Collected data
==============================
PR #225, opened 2026-04-20
Add rectangular image tests + fix bugs found by them

rohandahale:
Addresses review feedback from #224 by adding rectangular image tests (xdim != ydim) across all test files. Rectangular tests exposed multiple real bugs in the FFT code that only manifest on rectangular images. All bugs are fixed here.

## Test coverage

After fixture collapse in 930de08 (per Andrew's review feedback), all chisq / gradient / regularizer tests run on a 32x48 synthetic Gaussian via `make_rect_image(32, 48)`, so rectangular image code paths are always exercised. Rect subsumes the square case, so separate square/rect classes were redundant.

| File | Coverage | Fixture |
|---|---|---|
| test_imager_backend.py | 5 parametrized shapes for `compute_embed` (square, tall, wide, odd square, odd rect) | `make_rect_image` factory |
| test_regularizers.py | 24 value + gradient checks over 12 regularizers | `reg_setup` |
| test_gradients.py | 22 chisq + regularizer gradient finite-diff checks | `grad_setup` |
| test_chisquared.py | 54 cross-ttype comparisons (6 dtypes x 3 ttype pairs x 3 tests) | `chisq_setup` |

`make_rect_image` is a factory fixture in conftest.py consolidated from 4 previously copy-pasted helpers. Test count: 213 total (+4 vs dev-backend — 5 new `compute_embed` shape tests replace 1 old `test_odd_dimensions`).

## Bug fixes exposed by rectangular tests

**1. `sgauss` / `sgauss_grad` reshape order (imager_utils.py)**
- `imvec.reshape(xdim, ydim)` -> `reshape(ydim, xdim)` (lines 2523, 2565)
- Caused rgauss regularizer to crash on rectangular images with shape mismatch
- Invisible for square images because xdim == ydim

**2. `sgauss_grad` incorrect analytic formula (imager_utils.py)**
- Original had extra `-2*(xx-x0)*dx0*im` term in dxx/dyy/dxy gradients
- Correct formula: `d(sigxx)/d(im_k) = ((x_k-x0)^2 - sigxx)/S` (cross-term through centroid sums to zero by definition)
- Verified numerically: new formula matches finite-difference to 1e-8 across 150 configurations (5 shapes x 2 centers x 5 PAs x 3 major/minor ratios). Old had per-pixel errors ~0.02.

**3. FFT padding axis swap (obs_helpers.py, obs_simulate.py)**
- `np.pad(imarr, ((padvalx1, padvalx2), (padvaly1, padvaly2)), ...)` pads ROWS (axis 0 = ydim) with padvalx but padvalx was computed from xdim
- Swapped to `((padvaly1, padvaly2), (padvalx1, padvalx2))` so each dimension is padded correctly
- Invisible on square because padvalx == padvaly; on rect it produced non-square padded arrays and triggered the explicit "FFT padding did not return a square image!" exception
- Verified with point-source test: DFT and FFT agree to machine precision (1e-16) for all shapes

**4. FFT gradient slicing axis swap (imager_utils.py, 9 functions)**
- `grad_arr[padvalx1:-padvalx2, padvaly1:-padvaly2]` sliced axis 0 (rows = ydim) using padvalx
- Swapped to `[padvaly1:-padvaly2, padvalx1:-padvalx2]`
- TODO comment `# or is x<-->y??` in original code is now resolved and removed

**5. Typo fixes (obs_helpers.py)**
- `Excption` -> `Exception` in orbit_skyfield error path
- `satellite` -> `satname` (undefined variable) in sat_skyfield_from_ephementry error path

- **Stale TODO comments** removed from 7 `chisqgrad_*_fft` functions
- **Named seed constant** `RNG_SEED = 4` added and used consistently across all test files
- **RNG API migration** from legacy `np.random.RandomState` to modern `np.random.default_rng`
- **Helper consolidation**: `_make_rect_image` moved from 4 duplicates to a single `make_rect_image` factory fixture in conftest.py
- **Phase factor verified** in obs_simulate.py with point-source test (machine precision agreement DFT vs FFT on rectangular images)

## Lint

Pre-existing ruff issues in obs_helpers.py and obs_simulate.py were auto-fixed (imports, format specifiers, isinstance checks). Formatting only, no logic changes.

## Related

- Implements task 2.8 in #212
- Addresses review feedback on #224

### DIFF
--- a/ehtim/imaging/imager_utils.py
+++ b/ehtim/imaging/imager_utils.py
@@ -784,7 +784,6 @@ def chisqgrad_vis_fft(vis_arr, A, vis, sigma):
     grad_arr = grad_arr * (im_info.npad * im_info.npad)
 
     # extract relevant cells and flatten
-    # TODO or is x<-->y??
     out = np.real(grad_arr[im_info.padvaly1:-im_info.padvaly2,
                            im_info.padvalx1:-im_info.padvalx2].flatten())
 
@@ -822,7 +821,6 @@ def chisqgrad_amp_fft(vis_arr, A, amp, sigma):
     grad_arr = grad_arr * (im_info.npad * im_info.npad)
 
     # extract relevent cells and flatten
-    # TODO or is x<-->y??
     out = np.real(grad_arr[im_info.padvaly1:-im_info.padvaly2,
                            im_info.padvalx1:-im_info.padvalx2].flatten())
 
@@ -860,7 +858,6 @@ def chisqgrad_bs_fft(vis_arr, A, bis, sigma):
     grad_arr = grad_arr * (im_info.npad * im_info.npad)
 
     # extract relevant cells and flatten
-    # TODO or is x<-->y??
     out = np.real(grad_arr[im_info.padvaly1:-im_info.padvaly2,
                            im_info.padvalx1:-im_info.padvalx2].flatten())
     return out
@@ -904,7 +901,6 @@ def chisqgrad_cphase_fft(vis_arr, A, clphase, sigma):
     grad_arr = grad_arr * (im_info.npad * im_info.npad)
 
     # extract relevant cells and flatten
-    # TODO or is x<-->y??
     out = np.imag(grad_arr[im_info.padvaly1:-im_info.padvaly2,
                            im_info.padvalx1:-im_info.padvalx2].flatten())
 
@@ -1025,7 +1021,6 @@ def chisqgrad_camp_fft(vis_arr, A, clamp, sigma):
     grad_arr = grad_arr * (im_info.npad * im_info.npad)
 
     # extract relevant cells and flatten
-    # TODO or is x<-->y??
     out = np.real(grad_arr[im_info.padvaly1:-im_info.padvaly2,
                            im_info.padvalx1:-im_info.padvalx2].flatten())
 
@@ -1071,7 +1066,6 @@ def chisqgrad_logcamp_fft(vis_arr, A, log_clamp, sigma):
     grad_arr = grad_arr * (im_info.npad * im_info.npad)
 
     # extract relevant cells and flatten
-    # TODO or is x<-->y??
     out = np.real(grad_arr[im_info.padvaly1:-im_info.padvaly2,
                            im_info.padvalx1:-im_info.padvalx2].flatten())
 
@@ -1195,7 +1189,6 @@ def chisqgrad_logamp_fft(vis_arr, A, amp, sigma):
     grad_arr = grad_arr * (im_info.npad * im_info.npad)
 
     # extract relevent cells and flatten
-    # TODO or is x<-->y??
     out = np.real(grad_arr[im_info.padvaly1:-im_info.padvaly2,
                            im_info.padvalx1:-im_info.padvalx2].flatten())
 
--- a/ehtim/imaging/imager_utils.py
+++ b/ehtim/imaging/imager_utils.py
@@ -2529,7 +2529,7 @@ def sgauss(imvec, xdim, ydim, psize, major, minor, PA):
     sigxy_prime = (lambda2 - lambda1)*np.cos(phi)*np.sin(phi)
 
     # we get the dimensions and image vector
-    im = imvec.reshape(xdim, ydim)
+    im = imvec.reshape(ydim, xdim)
     xlist, ylist = np.meshgrid(range(xdim), range(ydim))
     xlist = xlist - (xdim-1)/2.0
     ylist = ylist - (ydim-1)/2.0
@@ -2571,7 +2571,7 @@ def sgauss_grad(imvec, xdim, ydim, psize, major, minor, PA):
     sigxy_prime = (lambda2 - lambda1)*np.cos(phi)*np.sin(phi)
 
     # we get the dimensions and image vector
-    im = imvec.reshape(xdim, ydim)
+    im = imvec.reshape(ydim, xdim)
     xlist, ylist = np.meshgrid(range(xdim), range(ydim))
     xlist = xlist - (xdim-1)/2.0
     ylist = ylist - (ydim-1)/2.0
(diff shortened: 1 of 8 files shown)


ehtim/imaging/imager_utils.py
```diff
@@ -793,9 +784,8 @@ def chisqgrad_vis_fft(vis_arr, A, vis, sigma):
     grad_arr = grad_arr * (im_info.npad * im_info.npad)
 
     # extract relevant cells and flatten
-    # TODO or is x<-->y??
```
achael, line 796: glad the tests caught this! (though i don't think anyone uses the old ffts, these predate even the nfft implementation)

ehtim/imaging/imager_utils.py
```diff
@@ -2529,7 +2513,7 @@ def sgauss(imvec, xdim, ydim, psize, major, minor, PA):
     sigxy_prime = (lambda2 - lambda1)*np.cos(phi)*np.sin(phi)
 
     # we get the dimensions and image vector
-    im = imvec.reshape(xdim, ydim)
```
achael, line 2532: again good catch: sgauss is rarely used but it's good to fix

ehtim/observing/obs_helpers.py
```diff
@@ -371,7 +366,7 @@ def make_closure_amplitude(blue1, blue2, red1, red2, vtype,
        vtype is the  visibility type
     """
 
-    if not (ctype in ['camp', 'logcamp']):
+    if ctype not in ['camp', 'logcamp']:
```
achael, line 369: the changes to imager_utils.py above changed several not (x in y) to (x not in y), but this does the opposite. Apparently these are implemented identically (https://stackoverflow.com/questions/8738388/x-not-in-y-or-not-x-in-y), but idk if there is a style we want to stick to (this isn't important though)

ehtim/observing/obs_helpers.py
```diff
@@ -1448,7 +1443,9 @@ def fft_imvec(imvec, im_info):
     padvaly2 = im_info.padvaly2
 
     imarr = imvec.reshape(ydim, xdim)
-    imarr = np.pad(imarr, ((padvalx1, padvalx2), (padvaly1, padvaly2)),
+    # imarr.shape is (ydim, xdim). First axis (rows) is y, second (cols) is x.
```
achael, line 1446: good catch here, though fortunately again the fft code is  rarely used

achael: (we may even want to just cut out the fft code entirely once we have the new nfft implementation working).

tests/test_chisquared.py
```diff
@@ -52,6 +52,9 @@
 CONV_FUNC = "gaussian"
 FFT_INTERP_ORDER = 3
 
+# Random seed for image perturbation in fixtures
+RNG_SEED = 4
+
 
 @pytest.fixture(scope="module")
 def chisq_setup(sgra_im_small, eht_array):
```
achael: do we need separate chisq_setup and chisq_setup_rect functions? To me it feels like the full rectangular case automatically tests the square case

tests/test_chisquared.py
```diff
@@ -180,3 +214,56 @@ def _gradient_comparison(chisq_setup, dtype, pair):
...
     print(f"  {dtype} {ttype_a}-{ttype_b}: grad median={np.median(frac_diff):.6f} max={np.max(frac_diff):.6f}")
     return np.median(frac_diff), np.max(frac_diff)
+
+
+# ---------------------------------------------------------------------------
+# Rectangular image tests (xdim != ydim)
+# ---------------------------------------------------------------------------
+
+
+class TestChisqConsistencyRect:
```
achael: again not sure if we need duplicate rect and square tests, since if rect works i think it's guaranteed square will work. but up to you if you want to collapse these into a single class or not -- having explicit rect functions might still be useful to isolate any future bugs that come from xdim!=ydim

tests/test_imager_backend.py
```diff
@@ -10,6 +10,15 @@
 import ehtim as eh
 from ehtim.imaging.imager_backend import compute_embed
 
+# Parametrize over square, tall, and wide images
+IMAGE_SHAPES = [
+    (32, 32),  # square
```
achael, line 15: great!

achael (commented):
looks great -- i think this will be super helpful. I just wanted to check explicitly that you verified these tests on nfft as well as ffts? If the bugs were isolated to the fft side of the code that's not that big a deal since those are rarely used. If there were any bugs in the nfft code though we might consider patching into the dev/main branch sooner to fix those while we continue to make progress here.

ehtim/observing/obs_helpers.py
rohandahale: Just double checked this change goes not (x in y) --> (x not in y), same direction as the `imager_utils.py` changes. All of it is ruff's E713 auto-fix

ehtim/observing/obs_helpers.py
rohandahale: Agreed, happy to revisit when the new NFFT implementation lands. These fixes just keep rectangular images correct until then

tests/test_chisquared.py
rohandahale: Good point! The square fixture originally used `models/avery_sgra_eofn.txt` as a more realistic test image, but it's only 32x32 and `regrid_image` doesn't handle rectangular shapes yet. So the rect fixture used a synthetic Gaussian. But now I have collapsed to a single make_rect_image(32, 48) fixture in `930de08`, same for `test_gradients.py` and `test_regularizers.py`.

tests/test_chisquared.py
rohandahale: Same as above, deleted these duplicate Rect classes in `930de08`. Since the remaining TestChisqConsistency / TestChisqGradConsistency classes now run on the 32x48 fixture, rect is always exercised

ehtim/imaging/imager_utils.py
rohandahale: Thanks and agreed, the FFT path being rarely used probably explains why the axis swap stayed dormant. Same pattern was in all 9 chisqgrad_*_fft functions. This is a low impact fix but easy to include now that rect tests exist.

ehtim/imaging/imager_utils.py
rohandahale: Thanks! Worth flagging that `sgauss_grad` had a second bug beyond the reshape. The gradient formula itself was wrong even for square images (off by ~0.02/pixel). So even though `sgauss` is rarely used, the fix does actually improve square image behavior too.

rohandahale:
@achael 

> looks great -- i think this will be super helpful. I just wanted to check explicitly that you verified these tests on nfft as well as ffts? If the bugs were isolated to the fft side of the code that's not that big a deal since those are rarely used. If there were any bugs in the nfft code though we might consider patching into the dev/main branch sooner to fix those while we continue to make progress here.

Yes, test_chisquared.py rect classes parametrize over all 3 ttype pairs (direct-fast, direct-nfft, nfft-fast), so NFFT is exercised against both DFT and FFT on 32x48 images. All 54 NFFT rect tests pass with pynfft (locally not on CI). All 4 fixed bugs are FFT-only, not NFFT.  But sgauss / sgauss_grad bug was ttype independent. So no urgent dev/main patch is needed, the bugs were FFT-specific.

achael:
Excellent, i'm very glad the rect bugs were only in NFFT (and sgauss, which is also rarely used). I think we can proceed without a fix to the main branch then, will merge now.

achael (approved):
looks great, will be extremely useful for future tests!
==============================
→ **REQUIRED ACTION**: Where the string "Addresses" appears in a line of the entries above, return that line.

→ **YOUR SOLUTION**:
Addresses review feedback from #224 by adding rectangular image tests (xdim != ydim) across all test files. Rectangular tests exposed multiple real bugs in the FFT code that only manifest on rectangular images. All bugs are fixed here.
- Addresses review feedback on #224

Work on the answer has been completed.